Development and validation of a machine learning model for predicting postherpetic neuralgia risk
Xiao Chen1, Xinqiang Lin1, Chaoyue Lin2
1Department of Pain Medicine, The Affiliated Hospital of Putian University, Putian, China.
Frontiers in Neurology
|May 4, 2026
Summary
Machine learning models can predict postherpetic neuralgia (PHN) risk after herpes zoster (HZ) onset. The XGBoost model, using factors like age and antiviral timing, shows high accuracy for early patient stratification.
Area of Science:
- Computational medicine
- Epidemiology
- Machine learning in healthcare
Background:
- Postherpetic neuralgia (PHN) is a significant complication of herpes zoster (HZ).
- Early identification of patients at high risk for PHN is crucial for effective intervention.
- Developing predictive models can aid in timely clinical management.
Purpose of the Study:
- To develop and validate machine learning (ML) models for predicting PHN risk following HZ onset.
- To identify key clinical factors associated with PHN development.
- To create a tool for early risk stratification of HZ patients.
Main Methods:
- Retrospective analysis of two prospective cohorts (n=627 training, n=219 validation).
- Feature selection using LASSO regression and Boruta algorithm.
- Development and evaluation of ten ML models using AUC, accuracy, sensitivity, F1 score, calibration, and clinical utility.
- Model interpretation via SHapley Additive exPlanations (SHAP).
Main Results:
- PHN incidence was 19.0% in the training cohort and 22.8% in the validation cohort.
- Five key risk factors identified: age, timing of antiviral therapy, acute pain severity, prodromal pain, and diabetes.

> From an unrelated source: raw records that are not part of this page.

PR #4308, opened 2026-06-18
Exam board selector LESQ-2018

carlmw:
## Description

Music year: [2019](https://www.youtube.com/watch?v=4NRXx6U8ABQ)

- Add **Exam board (KS4)** radio filter to the teacher programme units page, shown after Year group when viewing a secondary KS4 exam-board programme (e.g. `science-secondary-aqa`)
- Switching exam board navigates via route slug change (`router.push` + `resolveOakHref`), not filter state
- Preload `examboardFilterDimensions` per board via new slim `curriculumSequenceSlugs` query and `buildExamboardFilterDimensions`, fetched in parallel inside `getProgrammeData`
- `getPreservedQuery` keeps compatible `keystages`, `years`, `tiers`, `pathways`, and `child_subjects` when changing board; drops values not valid for the destination board
- Thread `examboardFilterDimensions` through page → `ProgrammeView` → `UnitSequenceView` → desktop/mobile filters
- Refactor programme page data fetching to use granular `cacheData` helpers for phase options, overview, sequence, and sequence slugs
- Add `pathways` to `teacher-programme` URL query type in `urls.ts`

## How to test

1. Go to https://oak-web-application-website-git-feat-lesq-2108exam-board-faf7bb.vercel.thenational.academy/teachers/programmes/science-secondary-aqa/units?keystages=ks4&years=10&child_subjects=biology
2. Confirm the filter sidebar shows **Year group**, then **Exam board (KS4)**, with **AQA** selected and other boards (e.g. Edexcel, OCR) visible as radio buttons
3. Confirm units shown are KS4 Year 10 Biology units for AQA

**Also verify cross-board navigation preserves/drops filters correctly:**

4. On the same page, select **Foundation** tier (if shown) and ensure **Biology** remains selected under child subjects
5. Click **Edexcel**
6. URL should change to `/teachers/programmes/science-secondary-edexcel/units?...` (slug updates to `science-secondary-edexcel`)
7. Query params should retain `keystages=ks4`, `years=10`, and `child_subjects=biology` if Edexcel has Biology; tier should remain only if Edexcel supports the selected tier, otherwise it should be dropped from the URL

**Also verify the filter is hidden outside KS4 exam-board context:**

8. Go to https://oak-web-application-website-git-feat-lesq-2108exam-board-faf7bb.vercel.thenational.academy/teachers/programmes/science-secondary-aqa/units?keystages=ks3
9. **Exam board (KS4)** should not appear (KS3-only context)

**And verify no regression for non-exam-board programmes:**

10. Go to https://oak-web-application-website-git-feat-lesq-2108exam-board-faf7bb.vercel.thenational.academy/teachers/programmes/maths-primary/units
11. Page should load normally with Year group filter only — no **Exam board (KS4)** filter

## Screenshots

Screenshot 2026-06-18 at 11 05 25

## Checklist

- [ ] Design sign-off


src/app/(core)/teachers/programmes/[slug]/[tab]/Components/Filters/ProgrammeFiltersExamBoard.tsx
```diff
@@ -0,0 +1,176 @@
...
+  }
+
+  return values.filter((value) => compatibleSlugs.includes(value));
+}
+
+function toQueryParam(values: string[]): string | undefined {
+  return values.length > 0 ? values.join(",") : undefined;
+}
+
+export function getPreservedQuery(
```
Comment (carlmw) [inline src/app/(core)/teachers/programmes/[slug]/[tab]/Components/Filters/ProgrammeFiltersExamBoard.tsx:81]: filters the active filter params down to those that can actually be applied to the target examboard.

src/app/(core)/teachers/programmes/[slug]/[tab]/buildExamboardFilterDimensions.ts
```diff
@@ -0,0 +1,79 @@
...
+    boardDimensions.childSubjectSlugs.add(unit.subject_slug);
+  }
+};
+
+/**
+ * Derives which tier, pathway, and child-subject filters are valid for each KS4
+ * exam board option. Used when switching boards so incompatible query params are
+ * dropped rather than carried over.
+ */
+export function buildExamboardFilterDimensions(
```
Comment (carlmw) [inline src/app/(core)/teachers/programmes/[slug]/[tab]/buildExamboardFilterDimensions.ts:38]: We don't assume that all child-subjects, tiers and pathways are available for each examboard in a parallel programme. So to ensure that incompatible filters don't hide all units on the target programme we need to know what is valid for the target programme. So we pull the slugs for all units in all parallel examboard programmes to produce a comprehensive list of those that are valid in each.

src/node-lib/cache/index.ts
```diff
@@ -1,13 +1,26 @@
...
+ * cache returns. Caching transformed data couples the cache to the transformed schema;
+ * deploys that change that logic can serve stale shapes until revalidation.
+ * MV data is stable; bump `keyParts` or `revalidateTag` when the GQL query changes.
+ *
+ * `tags` are for invalidation (`revalidateTag`), not identity. Prefer page-level
+ * or domain tags (e.g. `curriculum-api`, `programme-page`) over revalidating shared
+ * key segments (e.g. `curriculum-overview` in multiple pages' `keyParts`).
+ *
+ * @see Next 16: replace with `"use cache"` + `cacheLife` / `cacheTag`.
  */
```
carlmw, line 24: Following yesterday's issues I figured it was a good idea to add some notes to help reduce the chance of issues in the future. Nothing bullet proof, so we still need a better process to prevent issues.

src/node-lib/curriculum-api-2023/queries/curriculumSequenceSlugs/curriculumSequenceSlugs.gql
```diff
@@ -0,0 +1,11 @@
...
+  $where: published_mv_curriculum_sequence_b_13_0_21_bool_exp
+) {
+  units: published_mv_curriculum_sequence_b_13_0_21(where: $where) {
+    examboard_slug
+    tier_slug
+    pathway_slug
+    subject_slug
+    subject_parent_slug
+  }
+}
```
carlmw, line 11: This needs to pull a lot of rows, so instead of using the existing `curriculumSequence` query this returns just the slugs for all units.

src/app/(core)/teachers/programmes/[slug]/[tab]/getProgrammeData.ts
```diff
@@ -1,13 +1,82 @@
...
+    curriculumApi2023.curriculumSequenceSlugs({
+      subjectSlug,
+      phaseSlug,
+      includeNonCurriculum: true,
+    }),
+  [PAGE_KEY, "curriculum-sequence-slugs"],
+  {
+    tags: [PAGE_KEY, CURRICULUM_API_CACHE_TAG],
+  },
+);
```
Comment (carlmw) [inline src/app/(core)/teachers/programmes/[slug]/[tab]/getProgrammeData.ts:79]: Splitting the cache so that it is closer to the query level. Another mitigation against yesterday's cache issues. Query changes should be less frequent 🤞🏻.

Though I nearly fell into the trap of bundling a lot of logic into the query which could bite in future if it needed changes.

Something to watch out for 😬

src/app/(core)/teachers/programmes/[slug]/[tab]/getProgrammeData.ts
```diff
@@ -1,13 +1,82 @@
...
+import { isExamboardSlug } from "@/pages-helpers/pupil/options-pages/options-pages-helpers";
+
+const PAGE_KEY = "programme-page-data";
+
+const getCachedCurriculumPhaseOptions = cacheData(
+  async () =>
+    curriculumApi2023.curriculumPhaseOptions({
+      includeNonCurriculum: true,
+    }),
+  [PAGE_KEY, "curriculum-phase-options"],
```
Comment (carlmw) [inline src/app/(core)/teachers/programmes/[slug]/[tab]/getProgrammeData.ts:28]: Prefixing with `PAGE_KEY` to create a namespace in the cache for just the programme page.

Something to be aware of (I wasn't because i've only used `"use cache";` in Next 16 - these keys can clash across the entire app. So if another function was only keyed as `"curriculum-phase-options"` with no arguments we'd see hits for whichever primed the cache first! This isn't the case with `"use cache";` which also keys on function identity.

So prepending `PAGE_KEY` ensures these are unlikely to clash (unless someone re-uses the same key combination on another page).

We might want to consider some sort of constants module to drive this? Or wrapping the curriculum API SDK directly and baking the caching in?

Needs thought.

src/app/(core)/teachers/programmes/[slug]/[tab]/getProgrammeData.ts
```diff
@@ -1,13 +1,82 @@
...
+const getCachedCurriculumOverview = cacheData(
+  async (subjectSlug: string, phaseSlug: string) =>
+    curriculumApi2023.curriculumOverview({
+      subjectSlug,
+      phaseSlug,
+      includeNonCurriculum: true,
+    }),
+  [PAGE_KEY, "curriculum-overview"],
+  {
+    tags: [PAGE_KEY, CURRICULUM_API_CACHE_TAG],
```
Comment (carlmw) [inline src/app/(core)/teachers/programmes/[slug]/[tab]/getProgrammeData.ts:43]: Tags would have helped us quickly deal with yesterday's incident. We could have invalidated the cache for a tag from within Vercel and avoided the rollback. https://vercel.com/oak-national-academy/oak-web-application-website/cdn/caches

`PAGE_KEY` would let us invalidate the cache for the entire page if we had issues.

I've also added `CURRICULUM_API_CACHE_TAG` so that we have ability to invalidate all entries related to the curriculum API. This might be useful going forward if we want to extend caching beyond the 2 hour ttl and instead have no expiry. We could trigger invalidation of that tag whenever the MVs finish refreshing.

RBrownsett:
@carlmw nice work. Couple of comments:

1. Is it possible to keep the focus within the examboard radio selector when moving between exam boards with a keyboard? In the preview tabbing into the exam board selector forces a page reload and moves focus to the top of the page. If we want to keep this behaviour then we might want to announce it as a link making it clear to user that they are being taken away from the filters. Preferably it would be better to return focus to the selected radio button after the page reloads - We might want to consider the mobile filter which closes the filter section on selection of an exam board, can the filter be kept open after a page reload? 

2. I think a follow on ticket and design will be needed to cover the pathway example below - allowing a user to switch between GCSE and Core

https://github.com/user-attachments/assets/ed4463c3-976e-4826-b9ac-c15fe26da2cb

src/app/(core)/teachers/programmes/[slug]/[tab]/getProgrammeData.ts
Comment (njblore) [reply src/app/(core)/teachers/programmes/[slug]/[tab]/getProgrammeData.ts:28]: 🤔  wrapping the sdk feels like the most foolproof solution for the long term, but perhaps not super trivial to set up, esp if we need to handle differently in pages vs app router?

src/app/(core)/teachers/programmes/[slug]/[tab]/getProgrammeData.ts
Comment (njblore) [reply src/app/(core)/teachers/programmes/[slug]/[tab]/getProgrammeData.ts:43]: `We could trigger invalidation of that tag whenever the MVs finish refreshing.` this sounds like it could be a nice win!

messmike:
> @carlmw nice work. Couple of comments:
> 
> 1. Is it possible to keep the focus within the examboard radio selector when moving between exam boards with a keyboard? In the preview tabbing into the exam board selector forces a page reload and moves focus to the top of the page. If we want to keep this behaviour then we might want to announce it as a link making it clear to user that they are being taken away from the filters. Preferably it would be better to return focus to the selected radio button after the page reloads - We might want to consider the mobile filter which closes the filter section on selection of an exam board, can the filter be kept open after a page reload?
> 2. I think a follow on ticket and design will be needed to cover the pathway example below - allowing a user to switch between GCSE and Core
> 
>  Screen.Recording.2026-06-18.at.14.37.01.mov

@RBrownsett here are designs for this example of pathways: https://www.figma.com/design/ktldjkEqAqv0X8PGzxrZyA/%F0%9F%9A%80-Integrated-journeys-v2?node-id=20021-22232&m=dev

Pathway example - filters

RBrownsett:
> > @carlmw nice work. Couple of comments:
> > 
> > 1. Is it possible to keep the focus within the examboard radio selector when moving between exam boards with a keyboard? In the preview tabbing into the exam board selector forces a page reload and moves focus to the top of the page. If we want to keep this behaviour then we might want to announce it as a link making it clear to user that they are being taken away from the filters. Preferably it would be better to return focus to the selected radio button after the page reloads - We might want to consider the mobile filter which closes the filter section on selection of an exam board, can the filter be kept open after a page reload?
> > 2. I think a follow on ticket and design will be needed to cover the pathway example below - allowing a user to switch between GCSE and Core
> > 
> > Screen.Recording.2026-06-18.at.14.37.01.mov
> 
> @RBrownsett here are designs for this example of pathways: https://www.figma.com/design/ktldjkEqAqv0X8PGzxrZyA/%F0%9F%9A%80-Integrated-journeys-v2?node-id=20021-22232&m=dev
> 
> Pathway example - filters

Brill thanks @messmike - @carlmw I can put this into a separate ticket if needed

src/app/(core)/teachers/programmes/[slug]/[tab]/getProgrammeData.ts
Comment (carlmw) [reply src/app/(core)/teachers/programmes/[slug]/[tab]/getProgrammeData.ts:28]: Yeah, might have to make it an opt-in so long as pages router is still in use.

My worry with abstracting to caching to that point is that you don't think about it when changing the query. We should most certainly include a hash of the `.gql` file (and possibly one of the entire GQL schema) as keys in that case to ensure that it doesn't pull stale cache entries.

carlmw:
> @carlmw nice work. Couple of comments:
> 
> 1. Is it possible to keep the focus within the examboard radio selector when moving between exam boards with a keyboard? In the preview tabbing into the exam board selector forces a page reload and moves focus to the top of the page. If we want to keep this behaviour then we might want to announce it as a link making it clear to user that they are being taken away from the filters. Preferably it would be better to return focus to the selected radio button after the page reloads - We might want to consider the mobile filter which closes the filter section on selection of an exam board, can the filter be kept open after a page reload?

@messmike @RBrownsett it's Friday and too hot 🫠 for my brain.

but this is really tricky to work around

**Returning focus might be possible**
when moving to another programme the entire content is reloaded, so we'd have to pass a query param to forward the focus requirement and quickly remove it once they've navigated (a bit messy but possible). Though it doesn't solve the real usability issue

**These should be links**
I should have seen this earlier, but the examboard "filters" are not filters they're navigation (like they are in the top nav and the [LHS of the unit page](https://oak-web-application-website-git-feat-lesq-2108exam-board-faf7bb.vercel.thenational.academy/teachers/programmes/combined-science-secondary-ks4-foundation-aqa/units/atomic-structure-and-the-periodic-table/lessons)). They're incongruous within the filters section as anything but links. Links let the user open the parallel programme in another tab which is a major UX tick.

Unfortunately we can't just wrap `OakRadioAsButton` in a link or add `role="link"` to the component and call it a day. 

Even more unfortunate is that the appearance of `OakRadioAsButton` isn't the same as `OakSecondaryButton` (which can be used as a link)

@messmike we've noted the same issue before which is why we use `OakSecondaryButton` on the [unit page for the tier and subject navigation IIRC](https://oak-web-application-website-git-feat-lesq-2108exam-board-faf7bb.vercel.thenational.academy/teachers/programmes/combined-science-secondary-ks4-foundation-aqa/units/atomic-structure-and-the-periodic-table/lessons)) 

So I see few ways forward:

1. I try to override the styles of `OakSecondaryButton` + `OakPrimaryButton` so that they match `OakRadioAsButton` (tricky and a little brittle) 
2. We do some work in oak-components to make `OakRadioAsButton` usable as a link (a considerable amount of work but would make for a more flexible component library)
3. We just use `OakSecondaryButton` + `OakPrimaryButton` like we do on the units page and accept that the examboard links will look different to the filters

👇🏻 this is what we'd get with #3

Screenshot 2026-06-19 at 10 29 40

Part of me thinks that the visual difference between the two controls is actually better for usability - it suggests two different interactions (though I do also want to take the path of least resistance 😇)

RBrownsett:
> > @carlmw nice work. Couple of comments:
> > 
> > 1. Is it possible to keep the focus within the examboard radio selector when moving between exam boards with a keyboard? In the preview tabbing into the exam board selector forces a page reload and moves focus to the top of the page. If we want to keep this behaviour then we might want to announce it as a link making it clear to user that they are being taken away from the filters. Preferably it would be better to return focus to the selected radio button after the page reloads - We might want to consider the mobile filter which closes the filter section on selection of an exam board, can the filter be kept open after a page reload?
> 
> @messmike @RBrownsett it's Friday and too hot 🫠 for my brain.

- XGBoost model demonstrated superior performance with AUCs of 0.826 (training) and 0.840 (validation).
- SHAP analysis confirmed age as the most significant predictor.
Conclusions:
- The XGBoost model effectively predicts PHN risk using five accessible clinical factors.
- This ML tool facilitates early risk stratification for HZ patients.
- The model supports personalized management strategies for preventing PHN.